IWH Bankruptcy Update: Fewer Large Companies Declare Bankruptcy

Following a spike in bankruptcy of large companies, statistics on impacted employees are declining again. The total number of bankruptcies also remains at a low level. Published by the Halle Institute for Economic Research (IWH), the IWH Bankruptcy Update provides monthly statistics on corporate bankruptcies in Germany.

Authors Steffen Müller

In November, the total number of corporate bankruptcies continued to remain at a low level. A total of 684 companies declared bankruptcy last month. This is 84% of the bankruptcies registered in November of 2019 (see figure 1). The number of jobs impacted by bankruptcy has also declined further since the summer months. Of the companies declaring bankruptcy in November, the largest 10% (in terms of headcount) employed a total of 5,500 people. This was the lowest total recorded thus far this year.

New in this report is a breakdown of the largest 10% of companies by economic sector. One key takeaway is that the high number of endangered jobs in the summer was predominantly attributable to bankruptcies outside manufacturing. In turn, the most recent decline in affected jobs has also been driven primarily by fewer service sector jobs affected rather than a decline in manufacturing (see figure 2).

Furthermore, by looking just at the low bankruptcy count during the summer, the public has often overlooked the high number of jobs shed at that time, says Steffen Müller, head of the IWH Department of Structural Change and Productivity and the director of its Bankruptcy Research Unit. “Looking at job losses since the beginning of the pandemic, bankruptcy activity was at its lowest in autumn, especially in the service sector,” Müller explains. However, according to Müller, just a few large bank-ruptcies could quickly reverse this trend.

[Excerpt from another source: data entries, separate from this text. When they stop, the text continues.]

PR #192, opened 2021-06-29
Updates ESLint to ignore the `build` folder

advaithg:
super short PR - the eslint config did not ignore the build files, showing tons of irrelevant errors when running `npm run lint-js` after doing `npm start` at least once, since it was also scanning the build folder

this adds all the js files in the build folder to the eslint, fixing this issue

### DIFF
--- a/.eslintrc.js
+++ b/.eslintrc.js
@@ -15,7 +15,7 @@ module.exports = {
     },
     sourceType: 'module',
   },
-  ignorePatterns: ['/build/**/**/*.js'],
+  ignorePatterns: ['/build/*'],
   plugins: ['react', 'import'],
   settings: {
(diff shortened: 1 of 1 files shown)


.eslintrc.js
```diff
@@ -15,6 +15,7 @@ module.exports = {
     },
     sourceType: 'module',
   },
+  ignorePatterns: ['/build/**/**/*.js'],
```
mattxwang, line 18: Is the entire glob here necessary? Can we just ignore the `build` folder?

advaithg: That would have been easier yes, lemme fix that

mattxwang (approved):

Issue #187, opened 2021-06-29
document CI/CD and Next.js quirks


advaithg:
The current README is incomplete, with a TODO in the place of "Production Deploy"

To fix this, write documentation for the new CI/CD pipeline, and also describe some of the weird quirks with next.js for future devs (mainly `next/image`)

PR #199, opened 2021-07-07
chore: ignores README-only changes for actions triggers

mattxwang:
While working on #187, I noticed that we "waste" a bit of Actions time rebuilding, linting, and running CodeQL against PRs that only introduce changes to `README.md`. Since we aren't using a markdown linter like `remark`, these Actions are all going to be a no-op.

So, this PR disables these actions on commits that only change `README.md`. If this is useful, we may want to:

* expand the set of files that we don't run changes against
* push this change upstream to other react projects we use, particularly the react starters that Teach LA uses

### DIFF
--- a/.github/workflows/codeql-analysis.yml
+++ b/.github/workflows/codeql-analysis.yml
@@ -14,9 +14,13 @@ name: "CodeQL"
 on:
   push:
     branches: [ main ]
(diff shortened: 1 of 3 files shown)


advaithg (approved):
lgtm!

PR #201, opened 2021-07-07
converts about page CSS to use CSS Modules, deals with linting issues

advaithg:
quick change to add css modules to stylelint config
might have to update rules during `.module` conversion as well

edit: also converts `about` page to use `.module` scss

### DIFF
--- a/.stylelintrc.json
+++ b/.stylelintrc.json
@@ -1,8 +1,7 @@
 {
     "extends": [ 
       "stylelint-config-recommended", 
-      "stylelint-config-sass-guidelines", 
-      "stylelint-config-css-modules" 
+      "stylelint-config-sass-guidelines"
     ],
     "plugins": [
       "stylelint-scss"
--- a/.stylelintrc.json
+++ b/.stylelintrc.json
@@ -1,5 +1,9 @@
 {
-    "extends": [ "stylelint-config-recommended", "stylelint-config-sass-guidelines", "stylelint-config-css-modules" ],
+    "extends": [ 
+      "stylelint-config-recommended", 
+      "stylelint-config-sass-guidelines", 
+      "stylelint-config-css-modules" 
+    ],
     "plugins": [
       "stylelint-scss"
     ],
--- a/.stylelintrc.json
+++ b/.stylelintrc.json
@@ -17,6 +17,8 @@
       "max-nesting-depth": null,
       "selector-max-compound-selectors": null,
 
-      "color-hex-case": "upper"
+      "color-hex-case": "upper",
+
+      "scss/at-import-partial-extension-blacklist":"never"
     }
   }
--- a/.stylelintrc.json
+++ b/.stylelintrc.json
@@ -1,5 +1,5 @@
 {
-    "extends": [ "stylelint-config-recommended", "stylelint-config-sass-guidelines" ],
+    "extends": [ "stylelint-config-recommended", "stylelint-config-sass-guidelines", "stylelint-config-css-modules" ],
     "plugins": [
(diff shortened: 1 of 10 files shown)


.stylelintrc.json
```diff
@@ -1,5 +1,5 @@
 {
-    "extends": [ "stylelint-config-recommended", "stylelint-config-sass-guidelines" ],
+    "extends": [ "stylelint-config-recommended", "stylelint-config-sass-guidelines", "stylelint-config-css-modules" ],
```
mattxwang, line 2: Any chance we can make this multi-line and get cleaner diffs? May be something we'll have to push down the line, and use a `.js` file so we can have trailing commas.

mattxwang (commented):
Seems good to me; @advaithg, do you have a trivial test case with this config on new module-based code? Would be good to have confidence that we haven't broken CI yet.

mattxwang:
Thanks for the quick change @advaithg, just wanted to check in on this:

> do you have a trivial test case with this config on new module-based code?

Does this work with the about page?

advaithg:
> Does this work with the about page?

Will test it out by merging the about page branch into this one!

mattxwang:
Just to check - now that we're not using the camelCase notation, do we still need `stylelint-config-css-modules`?

advaithg:
> Just to check - now that we're not using the camelCase notation, do we still need `stylelint-config-css-modules`?

doesn't seem like it - lemme get rid of it

mattxwang:
Also, not sure if this is just a GitHub quirk, but the file diff has a few changes that shouldn't be rooted in your commits - have you tried merging `main` into your branch, and/or doing some ~ rebasing ~?

advaithg:
> Also, not sure if this is just a GitHub quirk, but the file diff has a few changes that shouldn't be rooted in your commits - have you tried merging `main` into your branch, and/or doing some ~ rebasing ~?

I think this is from merging the about branch into this branch, which are basically the results of merging main into this. I'll merge main once again just to be safe!

.stylelintrc.json
```diff
@@ -13,6 +16,8 @@
       "max-nesting-depth": null,
       "selector-max-compound-selectors": null,
 
-      "color-hex-case": "upper"
+      "color-hex-case": "upper",
+
+      "scss/at-import-partial-extension-blacklist":"never"
```
mattxwang, line 21: Let's include a comment as to why we made this change, for the future devs!

styles/App.scss
```diff
@@ -25,7 +25,7 @@
 
 /* pages */
 @import 'pages/index';
-@import 'pages/about';
+// @import 'pages/about';
```
mattxwang, line 28: Let's remove this before merging!

mattxwang (commented):
Left some small comments; also, is the fragmentation on the `about` page from an editor setting? Might be good to revert that and let editor soft-wrapping do its work instead.

advaithg:
> is the fragmentation on the `about` page from an editor setting? Might be good to revert that and let editor soft-wrapping do its work instead.

I fragmented it because of the linter, which was giving me issues with lines being too long!

.stylelintrc.json
advaithg: I don't think json files support commenting

mattxwang: Ah great point, thought we had switched it to the `.js` file already. Let's table that 'till later, then.

mattxwang (approved):
Adjusted the PR title, but otherwise seems good to merge. I imagine we'll do another CSS passover later. Great work Advaith!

The IWH Bankruptcy Update is a flash indicator, delivering fast, reliable information on insolvencies in Germany two months ahead of the comprehensive official statistics. It is based on public bankruptcy announcements of German courts combined with balance sheet information of the concerned companies. Because substantial delays can occur between a bankruptcy filing and public disclosure, some of the current numbers reflect bankruptcies that happened several weeks or months ago (see figure 3). The IWH Bankruptcy Research Unit is among Germany’s leading investigators of the causes and consequences of corporate bankruptcy.